BLOGUE. J’ai un grand respect pour Prem Watsa, président de la société d’assurance Fairfax Financial Holdings, et investisseur de grand niveau. C’est pourquoi ma curiosité a été piquée lorsque j’ai appris qu’il avait doublé sa participartion dans Research in Motion.
Fairfax détient maintenant près de 52 millions d’actions dans RIM (9,9% de toutes ses actions), soit un placement de plus de 350M$. Au 31 mars, elle détenait 26,8 milions d’actions.
Prem Watsa a commencé à acheter des actions de RIM au troisième trimestre de 2010. Selon mes calculs, il a payé au moins 780M$ pour ses actions, soit un coût moyen de 15$, par action. C’est plus du double du cours actuel.
Le gestionnaire y croit donc beaucoup. À son plus récent trimestre (clos le 2 juin), RIM a vu ses revenus baisser de 42% à 2,8 milliards de dollars (G$) US et elle a perdu environ 300M$US avant impôts (perte ne tenant pas compte d’une radiation). Malgré cela, elle a généré 711M$US pendant le trimestre.
À ses quatre derniers trimestres, les revenus de RIM ont été de 16,3G$US, ce qui se compare à 19,9G$US pour l’exercice 2011. Ses bénéfices avant impôts atteignent 1,8G$US (3,60$US par action), encore là en baisse sensible par rapport aux 4,6G$US de 2011. RIM a généré 2,6G$US (plus de 5$US par action) lors de ses quatre derniers trimestres par rapport aux 4G$US de 2011.
L'aubaine classique
Pas besoin d’aller plus loin : si vous prenez une photo de RIM (pour figer sa valeur) au moment d’écrire ces lignes, sur les bases de l’analyse fondamentale classique, on peut renifler une aubaine. Le titre se vend à peine à deux fois ses profits et encore moins cher sur la base de ses fonds autogénérés. De plus, la société a plus de 2G$US en encaisse (près de 4$US par action) sans dette.
De ce point de vue, si on liquidait la société demain matin, on pourrait fort probablement obtenir beaucoup plus que sa valeur boursière. Mais ce n’est pas dans les cartes, malgré les rumeurs de vente qui sont véhiculées de temps en temps.

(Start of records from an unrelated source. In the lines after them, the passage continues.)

Issue #4941, opened 2022-09-15
User report: Think Helion might have a bug double spending heat when playing local heat trapping card at a discount


kberg:
Reference: https://discord.com/channels/737945098695999559/742721510376210583/1019088448759545948

kberg:
Fixed by #4943

PR #4943, opened 2022-09-15
Local Heat Trapping is double-deducting.

kberg:
Moving reserveUnits caused a little trouble in this one place where resources weren't meant to be deducted.


kberg:
Fixes #4941

PR #4945, opened 2022-09-16
Replace resourceType from with isSelfReplicatingRobotsCard.

kberg:
resourceType is no longer necessary.


kberg:
SRR cards still show correctly (the 4M€ discount is due to an additional general -2 cost for all cards.)

image

Unplayed cards look correct

image

Card with resources on them look correct (you *wish* you had two resources on Physics Complex)

image

SRR card looks correct while offering to double it:

image

PR #4962, opened 2022-09-19
updated viz for 4 global events.

kberg:


kberg:
image
image
image
image

PR #4963, opened 2022-09-19
Add initial Countability to Behavior.

kberg:
This initial change will only impact three cards that have a benefit based on tags in play. Most cards that count tags for behavior increase production and that's a little more complicated. Better to show this simple case first, applied to just a couple of cards.


src/server/awards/amazonisPlanitia/Engineer.ts
```diff
@@ -10,15 +9,20 @@ export class Engineer implements IAward {
...
     // TODO(kberg): should Engineer include events?
     const score = player.tableau.filter((card) => {
-      if (card.produce !== undefined) return true;
-      if (card.behavior?.production !== undefined && Units.isEmpty(card.behavior.production)) return true;
       if (Engineer.productionCards.includes(card.name)) return true;
+
+      if (card.produce !== undefined) return true;
+      const production = card.behavior?.production;
+      if (production !== undefined) {
+        return Object.keys(production).length > 0;
```
bafolts, line 17: I would be cautious with using `Object.keys` for this check. We don't have [exactOptionalProperties](https://www.typescriptlang.org/play?ts=4.4.2&exactOptionalPropertyTypes=true#example/exact-optional-properties) set. Until we have this set I think this also needs to check that if there is a key on production that it's value is _undefined_. As long as _production_ has one key that has a value that isn't _undefined_ I think that check would work for time being. This check is losing type safety.

src/server/behavior/Counter.ts
```diff
@@ -0,0 +1,91 @@
...
+   *
+   * The other part of why includeCard is interesting is sometimes this counting is related to a card
+   * being replayed via Robotic Workforce. In that case, the card is already played.
+   *
+   * Counter is not meant to be kept between game states, so dispose of this after making calcuations.
+   */
+  private cardIsUnplayed: boolean;
+
+  public constructor(private player: Player, private card: ICard) {
+    this.cardIsUnplayed = card !== undefined && !player.cardIsInEffect(card.name);
```
bafolts, line 28: The _card_ argument's type doesn't indicate it can be _undefined_. Is the check for _undefined_ necessary?

bafolts (approved):

Issue #4970, opened 2022-09-21
Corroder Suits allows adding resource to non-venus tag card


andystager:
First time I've noticed this behavior, see my game log-

![image](https://user-images.githubusercontent.com/72101041/191538142-f57e9482-2be7-4ba2-8660-edd290be6c3e.png)

kberg:
Whoops! A fix is on its way.

PR #4972, opened 2022-09-22
Whoops! Actually make tag filtering work when adding resources to cards

kberg:


kberg:
Fixed #4970

kberg:
Fixed #4970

Or, les activités de RIM sont en perte de vitesse, avec un grand V. Les analystes prévoient des pertes pour l’exercice en cours et aussi en 2014. Si elle continue sur cette lancée, son encaisse ne fera pas long feu. C’est pourquoi la nouvelle direction travaille sur sa relance, en commençant pas des réductions massives des coûts. Prem Watsa a lui même mentionné qu’il faudrait cinq ans pour revirer la société.

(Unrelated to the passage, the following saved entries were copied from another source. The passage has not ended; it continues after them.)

PR #4978, opened 2022-09-22
Translation Improvement

nicobubulle:


src/client/components/GameEnd.vue
```diff
@@ -22,9 +22,9 @@
               <div v-else>
                   <div class="game_end_fail">
                       <h2 v-i18n>Sorry, you lose.</h2>
-                      <div class="game_end_notice" v-i18n>
-                          Next time you will get more luck!<br>
-                          Also, take into account these small hints to win:
+                      <div class="game_end_notice">
+                        <span v-i18n>Next time you will get more luck!</span><br>
```
kberg, line 26: I have been thinking about rewriting these to be more clear, and which point your translations might be out of date. Would it be a problem if you translated twice?

kberg (commented):
Looks great. I just have that one question.

src/client/components/GameEnd.vue
nicobubulle: No worry about that, I still have a lot of work with French translation. I will translated it again.

kberg (approved):

src/client/components/GameEnd.vue
kberg: Great. Thanks for this!

PR #4979, opened 2022-09-23
Make Earth Embassy compatible with Martian Zoo

kberg:


kberg:
Fixes a bug reported on Discord.

PR #8146, opened 2026-05-17
Auto-select card for Soil Enrichment when only one is eligible

ilevit:
* Skip `SelectCard` prompt in `play` method if only one card has microbes to remove
* Add unit test to verify automatic resource removal and plant gain when one card is eligible


kberg (approved):
Good one. Thank you!

PR #8149, opened 2026-05-17
Log Greens policy greenery bonus

rusliksu:
## Summary

- Log the 4 M€ bonus gained from placing a greenery while the Greens ruling policy is active.
- Keep the existing M€ amount unchanged; the bonus now has an explicit source in the game log.

## Demo

Scenario: Greens ruling policy is active, blue places a greenery during the action phase.

Before: the player gained 4 M€ with no source line.

After:

`blue gained 4 M€ from Turmoil Greens policy`

## Testing

- `npx mocha --import=tsx --require tests/testing/setup.ts tests/turmoil/parties/Greens.spec.ts`
- `npm run build:server`


kberg:
Why'd you close it?

PR #8150, opened 2026-05-17
Log Greens policy greenery bonus

rusliksu:
## Summary

- Log the 4 M€ bonus gained from placing a greenery while the Greens ruling policy is active.
- Keep the existing M€ amount unchanged; the bonus now has an explicit source in the game log.

## Demo

Scenario: Greens ruling policy is active, blue uses the Greenery standard project and places a greenery on A1.

Before on Heroku: the player receives the +4 M€ policy bonus, but the game log does not show a source line.

Before: Heroku missing Greens policy log

After on preview: the game log includes the policy source line.

After: preview logs Greens policy source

Le problème à mon avis, ne se situe pas dans les données financières. RIM évolue dans le secteur de la technologie où les revirements sont très difficiles. En fait, tout revirement d’entreprises peu importe son domaine d’activité est périlleux et très spéculatif (du point de vue de l’investisseur). C’est 1 000 fois plus vrai dans son secteur.
RIM a complètement manqué la courbe technologique qu’a représenté le iPhone, puis Android. Pour se réinventer, elle doit innover au point de lancer elle-même la prochaine courbe technologique, faisant dérouter ses principaux compétiteurs (Apple, Google, etc.). C’est à mon avis une commande héroique, du domaine du conte de fée.
En investisseur réaliste, je ne suis pas prêt à placer un dollar dans une telle spéculation.
La question : pourquoi Prem Watsa le fait-il ? D’une part, il croit sûrement plus aux chances de revirement et, faisant partie du conseil d’administration, peut influencer son processus. Sa contribution sera certes plus financière que technologique.
De plus, l’approche de placement de M. Watsa est basée en grande partie sur l’achat de titres déprimés, dans le but de profiter de l’amélioration de leurs perspectives à long terme. Et enfin, il est très patient, pouvant attendre plusieurs années avant de récolter.
Si vous bâtissez un portefeuille avec une vingtaine de titres aussi déprimés que RIM, vous avez des chances dans l’ensemble de réaliser de bons rendements.
Pour vous donner une idée, au 31 mars, le portefeuille de Prem Watsa, outre RIM, contenait des titres comme Johnson & Johnson, Level 3 Communications, AbitibiBowater, Dell, USG et les banques US Bancorp et Wells Fargo.